Mecanismo de tradução seletiva de mRNA sob DS

Cerca de 50% dos genes que foram altamente induzidos no nível de abundância de mRNA por DS mostraram pouca redução na carga de ribossomo, enquanto a maioria dos mRNAs mostrou tradução reduzida (Figura Suplementar S2) (7). Uma pesquisa dos genes que exibiram carga de ribossomo mantida em resposta a DS indicou que apenas ∼9% dos genes representados no conjunto FL-cDNA (32/349 genes) tinham um 5′-UTR de comprimento ideal (30-70 nt ) e conteúdo de GC (& lt40%). Além disso, um número significativo de mRNAs com comprimento ideal de 5'-UTR e conteúdo de GC exibiu carga de ribossomo reduzida sob condições DS (193/349 mRNAs com ΔnRL & lt 0, P & lt 0,01). Esta descoberta indica que embora as características do mRNA identificadas nesta análise geralmente contribuam para a regulação translacional, outros fatores são provavelmente responsáveis ​​pela tradução mantida de um subconjunto de mRNAs celulares sob DS. Nossa análise considerou que sequências de mRNA específicas podem estar presentes nos mRNAs que são eficientemente ou mal traduzidos sob DS. Essas sequências podem promover a montagem do complexo de iniciação ou reduzir a dependência das interações cap-tail, permitindo assim que certos mRNAs sejam traduzidos de forma eficiente sob DS. Este escape da repressão translacional pode ser facilitado diretamente pela sequência de RNA ou indiretamente por meio da interação com proteínas de ligação a RNA que aumentam a interação cap-tail (20, 39). No entanto, apesar do esforço considerável, não fomos capazes de identificar motivos que aumentam ou prejudicam o carregamento de ribossomos sob DS usando programas de exploração de motivos publicamente disponíveis [por exemplo, MEME (50), GPRM (51) e SLASH (52)] (dados não mostrados). Isso nos leva a especular que as sequências de mRNA per se pode não ser o único responsável pela tradução diferencial do mRNA.

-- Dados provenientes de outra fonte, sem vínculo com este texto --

PR #446, opened 2023-10-30
[CRIMAP-654/662] Introduce presenter pattern using First Court Hearing

mseedat-moj:
## Description of change
Shows "First court hearing" name depending on the `case_details.is_first_court_hearing` and related fields. Does so by introducing the 'Presenter pattern' as found in Apply

## Link to relevant ticket
https://dsdmoj.atlassian.net/browse/CRIMAP-654 - Show first court hearing
https://dsdmoj.atlassian.net/browse/CRIMAP-662 - Add presenter pattern to Review
https://dsdmoj.atlassian.net/browse/CRIMAP-661 - Touches on 'Add presenter to Case Details'

## Notes for reviewer
- Is the intstantiation of the presenter by overwriting `CrimeApplication#case_details` appropriate?
- Should ` Court Hearing` be a separate partial?

#### 0. Only first court hearing
```
{
  "hearing_court_name": "Westminster", 
  "is_first_court_hearing":"no", 
  "first_court_hearing_name": "Westminster", 
  "hearing_date": "2023-12-01",
}
```
0-first-ever

#### 1. First/Next court same
```
{
  "hearing_court_name": "Westminster", 
  "is_first_court_hearing":"no", 
  "first_court_hearing_name": "Westminster", 
  "hearing_date": "2023-12-01",
}
```
1-not-first-same-court

#### 2. First/Next court not the same
```
{
  "hearing_court_name": "Westminster", 
  "is_first_court_hearing":"no", 
  "first_court_hearing_name": "Cardiff", 
  "hearing_date": "2023-12-01",
}
```
2-not-first-different

#### 3. There has not been a hearing yet
```
{
  "hearing_court_name": "Westminster", 
  "is_first_court_hearing": null, 
  "first_court_hearing_name": "Cardiff", 
  "hearing_date": "2023-12-01",
}
```
Screenshot 2023-10-30 at 12 03 22

#### 4. Legacy application
```
{
  "hearing_court_name": "Westminster", 
  "is_first_court_hearing": null, 
  "first_court_hearing_name": "Cardiff", 
  "hearing_date": "2023-12-01",
}

```
4-legacy


app/decorators/base_decorator.rb
```diff
@@ -0,0 +1,5 @@
+class BaseDecorator < SimpleDelegator
```
willmcb, line 1: Just thinking - are we using decorators at the moment? What will they do differently to presenters?

Thinking we could just have presenters for now, and not introduct a very similar concept without being really clear why.

What do you think @mseedat-moj ? 🤔

mseedat-moj: I brought it in to mimic Apply and set up any subsequent tickets. The `BaseDecorator` and `BasePresenter` were added to Apply at the same time last year. My understanding is the `Presenter` is designed to output HTML along with general UI based methods, and decorators are 'purer' non-output related classes. I think the distinction is academic and I've used a Presenter in this PR for example rather than a Decorator.

I'm inclined to agree that the `BaseDecorator` in Apply and Review are both redundant.

willmcb (approved):

app/decorators/base_decorator.rb
mseedat-moj: Discussion here: https://mojdt.slack.com/archives/C03JS4V9TPU/p1698839205005959

PR #448, opened 2023-11-02
[CRIMAP-661] Introduce ApplicantPresenter

MohammedHassanLatif:
## Description of change
Tidied up code and introduced applicant presenter. Moved applicant related methods from crime_application.rb into applicant_presenter.rb. Removed delegations for date_of_birth and benefit_type as they can be called directly from the applicant presenter.

## Link to relevant ticket
https://dsdmoj.atlassian.net/browse/CRIMAP-661


mseedat-moj (changes requested):
CrimeApplication class has accidentally changed the line numbers for 2 methods so they need to go back to where they originally were.

app/views/casework/crime_applications/show.html.erb
```diff
@@ -9,7 +9,7 @@
                locals: {
                  applicant: @crime_application.client_details.applicant,
                  nino: @crime_application.formatted_applicant_nino,
-                 applicant_tel: @crime_application.formatted_applicant_telephone_number
+                 applicant_tel: @crime_application.phone_number.for_applicant
```
hiboabd, line 12: Feels like the order should read, `crime_application.applicant.phone_number` or `crime_application.applicant.formatted_phone_number` or something. This reads like the crime application has a phone number. 

In that case, would it be better to have an applicant presenter? I see there is also a `formatted_applicant_nino` method on line 11 so looks like there are a few methods that could move into that

timpeat (approved):
Nice one @MohammedHassanLatif

app/models/crime_application.rb
```diff
@@ -126,32 +107,7 @@ def case_details
...
-    when /\A\+4407\d{9}\z/ # +44 mobile number format with initial 0
-      [3, 9, 13].each { |i| formatted_tel.insert i, ' ' }
-    when /\A\+44\(0\)7\d{9}\z/ # +44 mobile numberformat with initial 0 in parentheses
-      [3, 7, 12, 16].each { |i| formatted_tel.insert i, ' ' }
-    else
-      formatted_tel = applicant.telephone_number
-    end
-
-    formatted_tel
+    @applicant ||= ApplicantPresenter.present(self[:client_details][:applicant])
```
mseedat-moj, line 111: Is there ever situation where `{ "client_details": { "applicant": null } }` that is - there is no applicant available?

mseedat-moj (approved):
Well done @MohammedHassanLatif @hiboabd - question from me about handling possible nil?

app/models/crime_application.rb
hiboabd: Nope there should always be an applicant - https://github.com/ministryofjustice/laa-criminal-legal-aid-schemas/blob/main/schemas/1.0/application.json

PR #452, opened 2023-11-09
[CRIMAPP-92] Introduce interface to allocate caseworker to work stream

hiboabd:
## Description of change
Note this PR is the first of a couple of PR's that will enable supervisors to manage which work streams caseworkers have access to and caseworkers to work from a particular work stream. 

This PR introduces the 'Manage Competencies' interface to enable supervisors to view a list of caseworkers and their competencies (currently hardcoded). The next PR will handle the functionality to manage these competencies. 

Also adds a work stream feature flag which the tab is hidden behind. 

## Link to relevant ticket
[CRIMAPP-92](https://dsdmoj.atlassian.net/browse/CRIMAPP-92)

## Notes for reviewer
Does competencies feel right in describing what the workstreams represent in relation to a user? Skills, capabilities were also considered.

I introduced a couple of shared examples refactoring some duplicate spec testing around the pagination and ordering of a table (of users in this case). They could probably be made even more flexible but I'm not really sure if there will be many specs using these 

### After changes:
Screenshot 2023-11-09 at 17 07 12
Screenshot 2023-11-09 at 17 07 35

Requires you to have at least one supervisor and caseworker user. 
- Log into review as a supervisor. You should see the manage competencies tab and be able to click onto it to view the dashboard. There you should be able to see a list any active caseworkers with a hardcoded competency list
- Log into review as a non supervisor role, you should not be able to view the manage competencies tab and if you navigate to `/manage_competencies`, you should see an error 
- You can also test feature flag functionality by changing your local `settings.yml` value to false and rebuilding your local server. Check you can't see the tab when logged in as a supervisor.

[CRIMAPP-92]: https://dsdmoj.atlassian.net/browse/CRIMAPP-92?atlOrigin=eyJpIjoiNWRkNTljNzYxNjVmNDY3MDlhMDU5Y2ZhYzA5YTRkZjUiLCJwIjoiZ2l0aHViLWNvbS1KU1cifQ


app/controllers/manage_competencies/base_controller.rb
```diff
@@ -0,0 +1,23 @@
...
+    def text_namespace
+      :manage_competencies
+    end
+
+    private
+
+    def require_supervisor!
+      return if current_user.role == Types::SUPERVISOR_ROLE
+
+      render status: :not_found, template: 'errors/not_found', layout: 'external'
```
timpeat, line 19: Doing this:
```
      raise ForbiddenError, 'Must be a supervisor'
```
will have the same effect

timpeat (approved):
One minor, non-blocking, comment.

app/controllers/manage_competencies/base_controller.rb
hiboabd: Thanks, made that change

PR #456, opened 2023-11-14
[CRIMAPP-91] display caseworker competency history

hiboabd:
## Description of change
Adds a history link to the manage competency page to enable supervisors to view the history of changes to a caseworkers competencies. If there is no history, the table is not visible and placeholder text is displayed. 

Also moves the link to change competencies from the caseworkers name to the competency list (see screenshots below).

## Link to relevant ticket
[CRIMAPP-91](https://dsdmoj.atlassian.net/browse/CRIMAPP-91)

### Before changes:
Screenshot 2023-11-14 at 14 21 08

### After changes:
Screenshot 2023-11-14 at 13 58 43
Screenshot 2023-11-14 at 13 31 10

Screenshot 2023-11-14 at 14 12 53
Screenshot 2023-11-14 at 14 13 03

Requires you to have at least one supervisor and caseworker user.

Log into review as a supervisor. You should see the manage competencies tab and be able to click onto it to view the dashboard. 

There you should be click onto the history link that will take you the history page. 

If you have not set any competencies for your caseworker, then you should not see the history table and in it's place you should see the text 'There is no history'.

Play around with setting/unsetting the competencies of your caseworker and confirm that you can see the correct record of changes in the history page. 

[CRIMAPP-91]: https://dsdmoj.atlassian.net/browse/CRIMAPP-91?atlOrigin=eyJpIjoiNWRkNTljNzYxNjVmNDY3MDlhMDU5Y2ZhYzA5YTRkZjUiLCJwIjoiZ2l0aHViLWNvbS1KU1cifQ


app/models/allocation_history.rb
```diff
@@ -0,0 +1,13 @@
...
+  attribute :user_id, Types::Uuid
+
+  def items
+    @items ||= events.map { |event| AllocationHistoryItem.new(event) }
+  end
+
+  private
+
+  def events
+    Allocating.user_events(user_id).backward
```
timpeat, line 11: "backwards" is already applied to this scope. I wonder if it should be removed from "Allocating.user_events" and added by the caller where needed? I.e. Allocating.user_competencies and this method.

app/models/allocation_history_item.rb
```diff
@@ -0,0 +1,19 @@
+# View Object for an allocation history item
+
```
timpeat, line 2: Should we be using the presenter pattern now it's been added? (I'm ambivalent)

timpeat (approved):
Fantastic!

app/models/allocation_history.rb
hiboabd: Ah good spot! Removed

app/models/allocation_history_item.rb
willmcb: I think we should as it would be good to use one 'thing', rather than have separate concepts for essentially the same thing.

app/models/allocation_history.rb
hiboabd: Ah good spot! That seems best to me to keep `user_events` flexible. I'll make that change

app/views/manage_competencies/caseworker_competencies/_table_cells.html.erb
```diff
@@ -1,7 +1,12 @@
...
-  <% if Allocating.user_competencies(caseworker.id).blank? %>
-      <%= t('.no_competencies') %>
-  <% else %>
-    <%= Allocating.user_competencies(caseworker.id).map(&:humanize).join(', ') %>
-  <% end %>
+  <a class="govuk-link govuk-link--no-visited-state" href="<%=edit_manage_competencies_caseworker_competency_path(id: caseworker)%>">
+    <% if Allocating.user_competencies(caseworker.id).blank? %>
+        <%= t('.no_competencies') %>
+    <% else %>
+      <%= Allocating.user_competencies(caseworker.id).map(&:humanize).join(', ') %>
```
willmcb, line 6: If we do add a presenter then perhaps we could wrap this in a mothod which explaines it like `formatted_user_competencies` or something similar

app/views/manage_competencies/history/show.html.erb
```diff
@@ -0,0 +1,57 @@
...
+        <% @caseworker.competency_history.items.each do |event| %>
+          <tr class="govuk-table__row">
+            <td class="govuk-table__cell">
+              <%= l event.timestamp, format: :datetime %>
+            </td>
+            <td class="govuk-table__cell">
+              <% if event.data[:competencies].empty? %>
+                <%= t '.competencies_set', competencies_text: 'no competencies' %>
+              <% else %>
+                <%= t '.competencies_set', competencies_text: event.data[:competencies].map(&:humanize).join(', ') %>
```
willmcb, line 39: Probably could do similar here though not a big deal either way tbh

config/locales/en/manage_competencies.yml
```diff
@@ -10,11 +10,21 @@ en:
         heading: Manage competencies
       table_cells:
         no_competencies: No competencies
+        history: History
+    history:
+      show:
+        page_title: Competencies history
```
willmcb, line 16: This might be clearer as User's Competency History as thats what we are referring to in the heading.

app/views/manage_competencies/history/show.html.erb
hiboabd: Probably best to be consistent with the pattern we've just established. I need to get into the habit of using presenters 😄

PR #459, opened 2023-11-16
[CRIMAPP-93] Get next application by caseworker work stream

hiboabd:
## Description of change
Get next application assigns a caseworker an extradition case if they are assigned to an extradition work stream. Caseworkers that are not assigned to the extradition work stream will be assigned the next unassigned application regardless of work stream.

## Link to relevant ticket
[CRIMAPP-93](https://dsdmoj.atlassian.net/browse/CRIMAPP-93)

## Notes for reviewer
Note this only handles a caseworker with one competency (extradition)

### After changes:

**Caseworker competencies** 

Screenshot 2023-11-16 at 16 29 15

**Caseworker with no competencies set is assigned the next unassigned application** 

Screenshot 2023-11-16 at 16 28 53
Screenshot 2023-11-16 at 16 28 59

**Caseworker with extradition work stream set is assigned the next extradition application** 

Screenshot 2023-11-16 at 16 28 38
Screenshot 2023-11-16 at 16 28 32

Requires one supervisor user and two caseworker users (can also use one caseworker user if you want).
Also requires pulling down the datastore changes and spinning up review, apply and the datastore.

In apply, you'll need to submit an application with a first court hearing at Westminster Magistrates Court. You can also submit an application which did not have/is not having a first court hearing at Westminster Magistrates Court. 

Log in as a supervisor user in review and go to the manage competencies page, where you will set the competency of one of the caseworkers as extradition and the other caseworker can remain unset. 

Then log in as the caseworker assigned to the extradition work stream and go to assigned applications and click Get Next. You should be assigned to the application you just submitted with a first court hearing at Westminster Magistrates Court. (Or you may see an application you submitted earlier if you had an older unassigned application with a first court hearing at Westminster Magistrates Court.)

Then log in as the caseworker not assigned to the extradition work stream and go to assigned applications and click Get Next. You should not be assigned to the application you just submitted with a first court hearing at Westminster Magistrates Court. You should be assigned to the unassigned application that is next up in the queue. 

Play around with setting and unsetting the extradition competency and see if you can spot any weird behaviour

[CRIMAPP-93]: https://dsdmoj.atlassian.net/browse/CRIMAPP-93?atlOrigin=eyJpIjoiNWRkNTljNzYxNjVmNDY3MDlhMDU5Y2ZhYzA5YTRkZjUiLCJwIjoiZ2l0aHViLWNvbS1KU1cifQ


app/models/get_next.rb
```diff
@@ -1,6 +1,6 @@
 class GetNext
-  def initialize
-    filter = ApplicationSearchFilter.new(assigned_status: 'unassigned')
+  def initialize(work_streams)
```
timpeat, line 2: Should we be using a hash rather than a positional argument here?

timpeat (commented):
One small change on the arguments for GetNext.

app/models/get_next.rb
```diff
@@ -9,4 +9,10 @@ def initialize
   def call
     @search.results.first&.id
   end
+
+  def self.call(work_streams:)
+    work_streams = [] if work_streams.nil?
```
mseedat-moj, line 14: I think you whittle down to `work_streams ||= []`

mseedat-moj (changes requested):

mseedat-moj (approved):
👊

PR #481, opened 2023-12-07
Crimapp 254 workstreams url changes

timpeat:
## Description of change

Allows WorkStream values to have different url params.

## Link to relevant ticket
[CRIMAPP-253](https://dsdmoj.atlassian.net/browse/CRIMAPP-253)

## Notes for reviewer
Introduces a WorkStream value object to allow urls to be independent of the work stream names stored in the database and events.

The names of the work streams have changed several times and it seems likely they might change again in the future. The introduction of the WorkStream value object allows presentation of WorkStream names in both text and url to be independent of stored values.

Builds on https://github.com/ministryofjustice/laa-review-criminal-legal-aid/pull/480 (which should be merged before these changes).

## How to manually test the feature

[CRIMAPP-253]: https://dsdmoj.atlassian.net/browse/CRIMAPP-253?atlOrigin=eyJpIjoiNWRkNTljNzYxNjVmNDY3MDlhMDU5Y2ZhYzA5YTRkZjUiLCJwIjoiZ2l0aHViLWNvbS1KU1cifQ

PR #482, opened 2023-12-08
Re enable work stream ff on staging

hiboabd:
## Description of change

Re-enables work stream feature flag that was [previously disabled](https://github.com/ministryofjustice/laa-review-criminal-legal-aid/pull/481) on staging for regression testing.


willmcb (approved):
👍

PR #487, opened 2023-12-18
Handle sorting by integer when nil

timpeat:
Handle sorting by integer when nil

## Link to relevant ticket
https://ministryofjustice.sentry.io/issues/4729005239/?environment=staging&query=&referrer=issue-stream&statsPeriod=7d&stream_index=1

## Notes for reviewer

nil values are assigned -1 for sorting which means they are differentiated from 0%

Attempt to sort the Caseworker report on Review when one of the percentages has a nil value.


willmcb (approved):
👍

A descoberta de que a maioria dos mRNAs induzidos por DS também mostrou tradução mantida (Figura Suplementar S2) levanta a possibilidade de que a indução transcricional seja acoplada com tradução eficiente durante DS. O acoplamento de mecanismos regulatórios nucleares e citoplasmáticos foi relatado em resposta ao estresse térmico em leveduras, onde mRNAs induzidos também mostraram associação eficiente com polissomos (23, 53). Os mecanismos que co-regulam eventos de transcrição / splicing / exportação com tradução ainda precisam ser elucidados. Vários estudos recentes indicam que a atividade transcricional está ligada ao splicing, poliadenilação e turnover, todos esses processos mostraram influenciar a tradução (54-57). O acoplamento da transcrição a eventos pós-transcricionais provavelmente envolve ribonucleoproteínas nucleares heterogêneas (hnRNPs) e fatores envolvidos em processos pós-transcricionais que são transferidos do complexo de transcrição da polimerase II para o hnRNA (58). Foi demonstrado que as proteínas transferidas interagem com fatores de splicing, exportação e tradução (53).

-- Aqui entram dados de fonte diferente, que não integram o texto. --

PR #494, opened 2023-12-19
[CRIMAPP-87] Allow Data Analyst casework read access

timpeat:
## Description of change
This pull request enables DataAnalysts to access the caseworker section of the service.

## Link to relevant ticket
https://dsdmoj.atlassian.net/jira/software/c/projects/CRIMAPP/boards/1375/backlog?selectedIssue=CRIMAPP-87

## Notes for reviewer

Previously, DataAnalysts didn't have access to the casework section. However, in practice, they require access to the search function and application details and history. Due to restrictions, DataAnalysts were included as Supervisors. Changes in competencies now permit users to access the caseworker section, but without specific caseworker competencies, they can't review applications.

This PR grants DataAnalysts access to the caseworker area, allowing them to view applications and conduct searches but preventing them from reviewing applications.

We do not have Data Analysts enrolled on production so this change can be deployed following regression testing.

Sign in as a data analyst. 
Confirm you are redirected to the application search. 
Confirm you cannot assign / review an application. 
Confirm you can access the reporting dashboard.
When on a report, allow the session to time out, confirm you are redirected to the report and not search when you re-authenticate.

### DIFF
--- a/app/models/user.rb
+++ b/app/models/user.rb
@@ -19,11 +19,8 @@ class User < ApplicationRecord
 
   before_create :set_invitation_expires_at
 
-  # Allow data_analyst users to be deleted because they cannot
-  # be assigned another 'lesser' role - see AddDataAnalystRoleEnum
-  # migration which destroys data_analysts if DB is rolled back
   before_destroy do
-    raise CannotDestroyIfActive if activated? && !data_analyst?
+    raise CannotDestroyIfActive if activated?
   end
 
   attr_readonly :email, :can_manage_others
--- a/app/controllers/application_controller.rb
+++ b/app/controllers/application_controller.rb
@@ -4,12 +4,12 @@ class ApplicationController < ActionController::Base
   class ForbiddenError < StandardError; end
 
   def landing_page_for(user)
-    if user.service_user?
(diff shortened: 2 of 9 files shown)


app/models/user.rb
```diff
@@ -19,11 +19,8 @@ class CannotChangeRole < StandardError; end
 
   before_create :set_invitation_expires_at
 
-  # Allow data_analyst users to be deleted because they cannot
-  # be assigned another 'lesser' role - see AddDataAnalystRoleEnum
-  # migration which destroys data_analysts if DB is rolled back
   before_destroy do
-    raise CannotDestroyIfActive if activated? && !data_analyst?
+    raise CannotDestroyIfActive if activated?
```
timpeat, line 23: Data Analysts should not be deleted.

hiboabd (approved):
Works locally. Note my pr needs to be merged too to fix a bug found in QA.

Note discussed with Tim around removing the tabs data analysts don't need (your list, open/closed applications) but for the time being they are preventing from reviewing/viewing applications in the same way that caseworkers with no competencies are so this is not a priority

PR #496, opened 2023-12-20
[CRIMAPP-279] Ensure assigned applications are displayed for users with no competencies

hiboabd:
## Description of change
Discovered a bug in qa where when caseworkers with no competencies click to retrieve the next application, there is an error shown. This is because the search and sort filters were not being set when the page is being rendered with a flash message so the assigned applications table couldn't be populated. In future, assigned applications may be unassigned from caseworkers when their competencies are removed but this hasn't been agreed yet 

Also removes the application type column from following qa, as it was decided that this should be displayed once change in financial circumstances applications are coming through. Currently, every application is 'initial' so the column is not helpful 

## Link to relevant ticket
[CRIMAPP-279](https://dsdmoj.atlassian.net/browse/CRIMAPP-279)
[CRIMAPP-282](https://dsdmoj.atlassian.net/browse/CRIMAPP-282)

### Before changes:
Screenshot 2023-12-19 at 12 50 09

### After changes:
Screenshot 2023-12-20 at 12 47 51
Screenshot 2023-12-20 at 12 48 00

Sign in as a caseworker with a CAT 1 competency 
Assign an application to yourself
Sign out and sign in as a supervisor 
Change the competency of that caseworker to no competencies
Sign out and sign in as that caseworker
Go to the assigned applications page click review next application 
You should get a banner saying you cannot review applications without a work queue and you should still see your assigned application 

For the search results table change, you can log in as any user, make a search and verify that you can no longer see the application type column 

[CRIMAPP-279]: https://dsdmoj.atlassian.net/browse/CRIMAPP-279?atlOrigin=eyJpIjoiNWRkNTljNzYxNjVmNDY3MDlhMDU5Y2ZhYzA5YTRkZjUiLCJwIjoiZ2l0aHViLWNvbS1KU1cifQ
[CRIMAPP-282]: https://dsdmoj.atlassian.net/browse/CRIMAPP-282?atlOrigin=eyJpIjoiNWRkNTljNzYxNjVmNDY3MDlhMDU5Y2ZhYzA5YTRkZjUiLCJwIjoiZ2l0aHViLWNvbS1KU1cifQ

### DIFF
--- a/app/controllers/casework/assigned_applications_controller.rb
+++ b/app/controllers/casework/assigned_applications_controller.rb
@@ -11,10 +11,7 @@ module Casework
     def index
       return unless assignments_count.positive?
 
-      set_search(
-        default_filter: { assigned_status: current_user_id },
-        default_sorting: { sort_by: 'submitted_at', sort_direction: 'ascending' }
-      )
+      set_search_filters
     end
 
     def create
@@ -66,7 +63,16 @@ module Casework
       return unless current_user.work_streams.empty?
 
       set_flash(:no_work_streams_to_assign_from, success: false)
+      set_search_filters
+
       render :index
+    end
+
+    def set_search_filters
+      set_search(
+        default_filter: { assigned_status: current_user_id },
+        default_sorting: { sort_by: 'submitted_at', sort_direction: 'ascending' }
+      )
     end
   end
 end
--- a/app/controllers/casework/assigned_applications_controller.rb
+++ b/app/controllers/casework/assigned_applications_controller.rb
@@ -11,7 +11,10 @@ module Casework
     def index
       return unless assignments_count.positive?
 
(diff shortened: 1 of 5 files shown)


app/controllers/casework/assigned_applications_controller.rb
```diff
@@ -66,7 +63,16 @@ def require_a_user_work_stream
       return unless current_user.work_streams.empty?
 
       set_flash(:no_work_streams_to_assign_from, success: false)
-      render :index
+      set_search_filters
```
timpeat, line 66: @hiboabd I don't think you need to set search filters now this action has changed from using "render" to "redirect_to"

timpeat (approved):
Thanks for fixing @hiboabd. Sorry for introducing the regression!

Uma explicação alternativa para a aparente ausência de motivos de sequência que regulam a tradução diferencial de mRNA é que a sequência líder exata pode ser regulada pelo uso de locais de início de transcrição alternativos e / ou remoção de intron (s) 5 '. É claro que um 5′-UTR de estrutura longa provavelmente causará iniciação ineficiente, portanto, a remoção de tal estrutura ou uAUGs por transcrição alternativa (59-61) ou splicing (62-64) pode levar a uma taxa maior de iniciação. Em humanos, 35% dos mRNAs sofrem splicing alternativo, ocorrendo principalmente na 5′-UTR (65). Recursos / mecanismos adicionais, incluindo IRES, iniciação sem t-RNAConheceu ou o emparelhamento mRNA-rRNA também pode contribuir para a regulação translacional em resposta ao DS (66).

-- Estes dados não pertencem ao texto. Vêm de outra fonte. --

PR #518, opened 2024-01-12
Revert importmap upgrade

timpeat:
## Description of change
Revert importmap upgrade

## Notes for reviewer
This was causing assets not to build correctly on live services. Temporary reversion to prevent this issue on live services.


hiboabd (approved):
Speedy fix, thank you!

Em conclusão, este estudo fornece fortes evidências de que várias características da sequência de mRNA contribuem para a regulação da tradução de mRNA sob condições de crescimento padrão e durante o DS. Embora o conteúdo 5'-UTR GC, o contexto de códon de iniciação e o comprimento de ORF geralmente contribuam para a tradução diferencial de mRNAs sob DS, esses recursos não parecem ser os únicos responsáveis ​​pela dinâmica observada na tradução de mRNA. Além disso, nossa falha em identificar a presença de motivos de sequência de mRNA que se correlacionam com a manutenção versus prejuízo da tradução de mRNAs individuais sob DS (dados não mostrados) leva à sugestão de que a regulação translacional pode envolver aspectos da regulação gênica que ainda precisam ser apreciados. À luz de análises genéticas recentes que identificaram várias proteínas de ligação ao mRNA nuclear e fatores de exportação que desempenham um papel na expressão gênica em resposta a DS e ácido abscísico (67, 68), propomos que a avaliação do acoplamento de células nucleares e citoplasmáticas a regulação do gene merece atenção adicional. Estudos futuros que façam uso de microarranjos de DNA para distinguir a atividade transcricional, populações de RNA nuclear, variantes de splicing e mRNAs polissômicos podem fornecer uma maior compreensão dos elementos de nucleotídeos que são críticos para o contínuo de eventos celulares que podem estar subjacentes à tradução diferencial de mRNA.


Tomtom

Um arquivo contendo um ou mais motivos no formato MEME ou a saída HTML (.html) ou texto simples (.txt) de MEME ou DREME. Cada um desses motivos será pesquisado nos bancos de dados alvo. Se você deseja pesquisar apenas com um subconjunto desses motivos, verifique as opções -m e -mi.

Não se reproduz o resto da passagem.